Ceremonial gateway in Chinatown, San Francisco, California, U.S.

The Dragon Gate ("Chinatown Gate" on some maps) is a south-facing gate at the intersection of Bush Street and Grant Avenue, marking a southern entrance to San Francisco's Chinatown, in the U.S. state of California. Built in 1969 as a gift from the Republic of China (Taiwan) in the style of a traditional Chinese pailou, it became one of the most photographed locations in Chinatown, along with the older Sing Fat and Sing Chong buildings (at Grant and California).

==History==
===Temporary gates in San Francisco===
The Chinese pavilion at the Panama–Pacific International Exposition in San Francisco featured a temporary paifang in 1915. A temporary "Imperial Dragon Gate" was erected across Grant at Clay for the 1941 Rice Bowl Party, a celebration and parade to raise funds for war relief in China. Rice Bowl fundraisers had previously been held in 1938 and 1940. Several temporary "victory arches" were erected in March 1943 to welcome Soong Mei-ling to Chinatown.

===Tourism===
In 1953, the Chinese Chamber of Commerce sponsored a bilingual essay contest on how to improve Chinatown business, in the wake of an U.S. embargo on mainland China imports after the People's Republic of China entered the Korean conflict. The winner of the English division, Charles L. Leong, suggested in his essay, among many things, the erection of an authentic archway to Chinatown at Bush and Grant. A later report from 1963 proposing general plans for the downtown area noted that "north of Bush Street, Grant Avenue, to the casual observer and the visitor, is Chinatown", establishing the site's suitability.
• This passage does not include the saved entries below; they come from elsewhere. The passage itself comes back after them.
PR #503, opened 2025-07-21
Update icaps24 notebook and simplified cost function if no weather data

nhuet:
- We add a comment to explain how to remove weather data when not available.
- We update `cost()` so that having `wind_interpolator=None` is not an issue anymore


g-poveda (approved):
lgtm

PR #556, opened 2026-04-24
Add option --import-mode=importlib to pytest command line

nhuet:
This is considered as good practice:
https://docs.pytest.org/en/7.1.x/explanation/goodpractices.html#tests-outside-application-code


nhuet:
Not working with ray tests + custom class defined in tests modules

PR #559, opened 2026-06-05
Update to latest cmake and c++ submodule library versions

fteicht:
* Update SDK submodules: spdlog v1.12→v1.17 (fixes Clang 21 consteval error in bundled fmt), json v3.11→v3.12 (CMake 4 support), pybind11 v2.11→v3.0 (CMake 4 support)
* Update cmake_minimum_required to 3.26.6...3.29 with CMAKE_POLICY_VERSION_MINIMUM 3.5 to run on CMake 4 while keeping FindBoost and allowing old SDK libs
* Use PYBIND11_FINDPYTHON ON + find_package(Python) for pybind11 v3 compatibility
* Update CI cmake version to 4.0.3 on all platforms, add best-effort latest Xcode selection on macOS


cpp/src/hub/solver/aostar/impl/aostar_impl.hh
nhuet, line 1: For the other files i understand the changes. Here it is less ovious what it is doing and why it was necessary, but i guess you already reviewed it.

nhuet: ok the last commit explains it

PR #560, opened 2026-06-18
Replace use of functools.cache/lru_cache by wrapt.lru_cache on methods

nhuet:
It avoids some pitfalls. See more about it here:
- https://wrapt.readthedocs.io/en/master/bundled.html#lru-cache
- https://docs.python.org/3/library/functools.html#functools.lru_cache
- https://docs.python.org/3/faq/programming.html#faq-cache-method-calls
- https://github.com/python/cpython/issues/102618

For classes with such cached methods, we also override `__getstate__()` to let them be pickable according to
https://github.com/GrahamDumpleton/wrapt/issues/343.

### DIFF
--- a/pyproject.toml
+++ b/pyproject.toml
@@ -31,6 +31,7 @@ dependencies = [
     "pynng>=0.6.2",
     "pathos>=0.2.7",
     "discrete-optimization>=0.9.0",
+    "wrapt>=2.2.1",
 ]
 
 [project.urls]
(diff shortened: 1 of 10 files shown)


fteicht (changes requested):
The conflict on uv.lock needs to be resolved @nhuet but otherwise, everything's good!

fteicht (approved):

In 1956, the Chinatown Improvement Committee, appointed by Mayor George Christopher, made the archway its top priority; the proposal initially included two gates: one at Grant and Bush for Chinatown, and another at Pacific and Kearny for the Barbary Coast red-light district. Two design drawings were shown in December 1956. An early effort to build a gate which started in 1958 was suspended in 1961 after funds and materials ran short, then abandoned in 1962. The budget for both gateways (Chinatown and Barbary Coast) was initially $50,000 each, but the San Francisco Arts Commission killed the Barbary Coast proposal and reduced the budget to $35,000 in 1961. The gate was redesigned in 1963 by Lun Chan, Worley Wong, Morton Rader, and Piero Patri as part of a more ambitious plan to link Chinatown and North Beach via a pedestrian mall and bridge.

===Design contest===

"This Gateway appears to favor the pedestrian ... it has an intriguing quality of openness so that one sees the colorful flow of pedestrians and the shops beyond."
— Jury's comments, quoted in October 1967 Architecture/West article

In 1967 Mayor John F. Shelley, who had succeeded Christopher, decided to spur interest by sponsoring a design competition with a budget of $70,000, open to architects of Chinese descent. The contest was won by a team of three Chinese-Americans, architect Clayton Lee of San Mateo, with landscape architects Melvin H. Lee and Joseph Yee, who were inspired by Chinese village architecture of ceremonial gates.

There were more than twenty entrants in the contest, judged by a jury of five architects: Thomas D. Church, Worley Wong, Charles Griffith, and Morton Rader, with Merrill Jew serving as a professional advisor. Second place went to a team of Roger Lee, Daryl Roberson, and Eugene Lew; third to George Meu.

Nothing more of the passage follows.